A further analysis would have to be done to make sure the range and standard deviation of the patient age group in insurance.csv is indicative of a random sampling of individuals.
patient_info.analyze_sexes()
Count for female: 1324 Count for male: 1352
The next step of the analysis is to check the balance of males vs. females in insurance.csv. Similar to above, it is important to check that this dataset is representative of a broader population of individuals. If a person were to use this dataset to create a classification model, it would be imperitive to make sure that the attributes are balanced.
Quite often in the real-world, data is not balanced; this is an issue because it can lead to statistical issues when performing analysis. This is something that will be explored further in future portfolio projects!
patient_info.unique_regions()
['southwest', 'southeast', 'northwest', 'northeast']
There are four unique geographical regions in this dataset, and it is important to note that all the patients come from the United States.
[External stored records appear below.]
PR #9978, opened 2024-02-12
fix typo in dynamic_include message

emillon:


ElectreAAS (approved):
Obviously correct, thanks :)

PR #10950, opened 2024-09-23
doc(pkg): Explain package management

Leonidas-from-XIV:
The explanation part of dune package management, split out following the feedback of #10920, aimed at users who want to have a deeper understanding on how the system works under the hood.

### DIFF
--- a/doc/explanation/package-management.md
+++ b/doc/explanation/package-management.md
@@ -1,0 +1,233 @@
+# How Package Management Works
+
+This document explains how Dune's package management works under the hood. It
+requires a bit of familiarity with how opam repositories work and how Dune
+builds packages. Thus it is aimed at people who want to understand how the
+feature works, not how it is used.
+
+For a tour on how to apply package management to a project, refer to the
+{doc}`/tutorials/dune-package-management/index` tutorial.
+
+## Motivation
+
+A core part of modern programming is using existing code to save time. The
+OCaml package ecosystem has quite a long history with many projects building
+upon each other over many years. A significant step forward was the creation of
+the OCaml Package Manager, opam, along with the establishment of a public
+package repository which made it a lot more feasible to share code between
+people and projects.
+
+Over time, best practices have evolved, and while opam has incorporated some
+changes, it couldn't adopt all the modern workflows due to its existing user
+base and constraints.
+
+Thus the Dune Package Management has been designed with a few core goals in
+mind:
+
+* No global state visible to users, everything is local to projects
+* Package management is configured through files (`dune-project` and optionally
+  `dune-workspace`)
+* Repositories are automatically kept up to date unless explicitly configured
+  to use specific versions
+* Builds can only access packages they have declared dependencies on
+* Reproducible builds through lockfiles
+
+Dune plays well with the existing OCaml ecosystem and does not introduce a new
+type of packages. Rather, it uses the same package repository and Dune packages
+stay installable with opam.
+
+## Package Management in a Project
+
+This section describes what happens in a Dune project using the package
+management feature.
+
+## Dependency Selection
+
+The first step is to determine which packages need to be installed.
+Traditionally this has been defined in the `depends` field of a project's opam
+file(s).
+
+Since version 1.10 Dune has supported {doc}`opam file generation
+</howto/opam-file-generation>` by specifying the package dependencies in the
+`dune-project`.
+
+The package management feature uses the same metadata, as Dune will determine
+the list of packages to install from the `depends` field in the `dune-project`
+file. This allows projects to completely omit generation of `.opam` files, as
+long as they use Dune for package management. Thus all dependencies on OCaml
+packages are only declared in one single file.
+
+For compatibility with a larger amount of existing projects, Dune will also
+collect dependencies from `.opam` files in the project. So while recommended,
+there is no obligation to switch to declaring dependencies in the
+`dune-project`. Likewise the generation of `.opam` files continues to be
+supported.
+
+## Locking
+
+Given the list of the project's dependencies and their version
+constraints, the next steps are:
+
+1. Find the transitive dependencies and figure out a version for each
+   dependency that satisifies the constraints
+2. For each dependency, download it, build it, and make it available to the
+   project
+
+In opam, `opam install` does both of these.
+
+In Dune, these are separate steps: the first one is `dune pkg lock`, and the
+second one happens implicitly as part of [building](#building).
+
+The idea of doing the first step and recording it for later is popular in other
+programming language package managers like NPM and is usually called locking.
+Creating a lock file ensures that the dependencies to be installed are
+always the same - unless that lock file is updated of course.
+
+:::{note}
+`opam` also supports creating lock files. However, these are not as central to
+the opam workflow as they are in the case of package management in Dune, which
+always requires a set of locked packages.
+:::
+
+In the most general sense, a lock file is just a set of specific packages
+and their versions to be installed.
+
+Instead of a lock file, Dune writes this information to a directory (the "lock
+directory") with files that describe the dependencies. It includes the
+package's name and version. Unlike many other package managers, the files
+include a lot of other information as well, such as the location of the source
+archives to download (since there is no central location for all archives), the
+build instructions (since each package can use its own way of building), and
+additional metadata like the system packages it depends upon.
+
+The information is stored in a directory (`dune.lock` by default) as separate
+files, to reduce potential merge conflicts and simplify code review. Storing
+additional files like patches is also simpler this way.
+
+### Package Repository Management
+
+To find a valid solution that allows a project to be built, it is necessary to
+know what packages exist, what versions of these packages exist, and what other
+packages these depend on, etc.
+
+In opam, this information is tracked in a central repository called
+[`opam-repository`](https://github.com/ocaml/opam-repository), which contains
+all the metadata for published packages.
+
+It is managed using Git; opam typically uses a snapshot to find the
+dependencies when searching for a solution that satisfies the constraints.
+
+Likewise, Dune uses the same repository; however, instead of snapshots of the
+contents, it uses the Git repository directly.
+
+:::{note}
+Dune maintains a shared internal cache containing all Git repositories that
+projects use. This way updates and checkouts are very fast because only new
+revisions have to be retrieved. The downside is that to be included in the
+cache, all the Git repos have to be cloned first which depending on the size of
+the repositories can take a bit of time.
+:::
+
+On every call to `dune pkg lock`, Dune will update the metadata repository
+first (hence why efficiently updating that repository matters). This means that
+each `dune pkg lock` will use the newest set of packages available.
+
+However, it is also possible to declare specific revisions of the repositories,
+to get a reproducible solution. Due to using Git, any previous revision of the
+repository can be used by specifying a commit hash.
+
+Dune uses two repositories by default:
+
+* `upstream` refers to the default branch of `opam-repository`, which contains
+  all the publicly released packages.
+* `overlay` refers to
+  [opam-overlay](https://github.com/ocaml-dune/opam-overlays), which defines
+  packages patched to work with package management. The long-term goal is to
+  have as few packages as possible in this repository as more and more packages
+  work within Dune Package Management upstream. Check the
+  [compatibility](#compatibility) section for details.
+
+### Solving
+
+After Dune has read the constraints and loaded set of candidate packages, it is
+necessary to determine which packages and versions should be selected for the
+package lock.
+
+To do so, Dune uses
+[`opam-0install-solver`](https://github.com/ocaml-opam/opam-0install-solver),
+which is a variant of the [`0install`](https://github.com/0install/0install)
+solver to find solutions for opam packages.
+
+Contrary to opam, the Dune solver always starts from a blank slate; it assumes
+nothing is installed and everything needs to be installed. This has the
+advantage that solving is now simpler, and previous solver solutions don't
+interfere with the current one. Thus, given the same inputs, it should always
+come up with the same result; no state is held between the solver runs.
+
+This can lead to more packages being installed (as opam won't install new
+package versions by default if the existing versions satisfy the constraints),
+but it avoids interference from already installed packages that lead to
+potentially different solutions.
+
+After solving is done, the solution gets written into the lock directory with
+all the metadata necessary to build and install the packages. From this point
+on, there is no need to access the package metadata repositories.
+
+:::{note}
+Solving and locking does not download the package sources. These are downloaded
+in the build step.
+:::
+
+(building)=
+## Building
+
+When building, Dune will read the information from the lock directory and set
+up rules for the packages. Check {doc}`/explanation/mental-model` for details
+about rules.
+
+The rules that the package management sets up include:
+
+* Fetch rules to download and unpack the source archives, and also download any
+additional sources such as patches
+* Build rules to execute the build instructions stored in the lock directory
+* Install rules to put the artifacts that were built into the appropriate
+  Dune-managed folders
+
+Creating these processes as rules mean that they will only be executed on
+demand, so if the project has already downloaded the sources, it does not need
+to download them again. Likewise, if packages are installed, they stay
+installed.
+
+The results of the rules are stored in the project's `_build` directory and
+managed automatically by Dune. Thus, when cleaning the build directory, the
+installed packages are cleaned as well and will be reinstalled at the next
+build.
+
+(compatibility)=
+## Packaging for Dune Compatibility
+
+Dune can build and install most packages as dependencies, even if they are not
+built with Dune themselves. Dune will execute the build instructions from the
+lock directory, very similar to opam.
+
+However, packages must adhere to certain rules to be compatible with Dune.
+
+The most important one is that the packages must not use absolute paths to
+refer to files. That means they cannot read the path they are being built or
+installed in and expect this path to remain the same. Dune builds packages in a
+sandbox location, and after the build has finished, it moves the files to the
+actual destination.
+
+:::{note}
+Unlike opam, Dune at the moment does not wrap the build in sandboxing tools
+like [Bubblewrap](https://github.com/containers/bubblewrap).
+:::
+
+To comply with these restrictions the usual solution is to use relative paths,
+as Dune guarantees that packages installed into different sections are
+installed in a way where their relative location stays the same.
+
+The `overlay` repository exists specifically to make currently non-compliant
+packages compatible with Dune's package management. It does so by supplying
+releases of packages where the current upstream releases don't support Dune
+package management yet.
--- a/doc/explanation/index.rst
+++ b/doc/explanation/index.rst
@@ -9,6 +9,7 @@ the rest of the OCaml ecosystem.
 
    preprocessing
    ocaml-ecosystem
+   package-management
    opam-integration
    bootstrap
    mental-model


doc/explanation/package-management.md
```diff
@@ -0,0 +1,220 @@
...
+the modern workflows.
+
+Dune package management attempts to take the parts of the OPAM ecosystem that
+have stood the test of time and couple them with a modern workflow. Some of the
+improvements include:
+
+* Automatic package repository updates
+* Easily reproducible dependencies
+* All package dependencies declared in a single file that is kept in-sync
+* Per-project dependencies
```
samoht, line 32: I don't see what's new in that list from what opam can already do (apart from automatic package repository updates, which can be seen as quite bad from a reproducibility point of view if you don't have a lockfile). 

Instead of comparing opam vs. dune pkg, I would stress the design principle. A random list of stuff:
- making the OCaml environment setup trivial;
- promoting a lockfile-first approach to address reproducibility use cases;
- unifying the configuration files (and removing hidden global states managed by a CLI tool);
- improving cross-packages and vendoring workflows;
and much more.

doc/explanation/package-management.md
```diff
@@ -0,0 +1,220 @@
...
+dependencies when trying to find a solution that satisfies the constraints.
+
+Likewise, Dune uses the same repository, however instead of snapshots of the
+files it uses the Git repository directly. In fact, Dune maintains a shared
+internal cache containing all Git repositories that projects use. This has the
+advantage that updates to the metadata are very fast since only the newest
+revisions have to be retrieved. The downside is that for the creation of the
+cache the entire repository has to be cloned first.
+
+Given a priorization of fast updates, whenever Dune needs to determine the
```
samoht, line 119: Does it mean `dune pkg lock` always needs network access?

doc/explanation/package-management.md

patient_info.average_charges()
'Average Yearly Medical Insurance Charges: 13270.42 dollars.'
The average yearly medical insurance charge per individual is 13270 US dollars. Some further analysis could be done to see what patient attributes contribute most strongly to low and/or high medical insurance charges. For example, one could check if patient age correlates with the amount of money they spend yearly.
patient_info.create_dictionary()
All patient data is now neatly organized in a dictionary. This is convenient for further analysis if a decision is made to continue making investigations for the attributes in insurance.csv.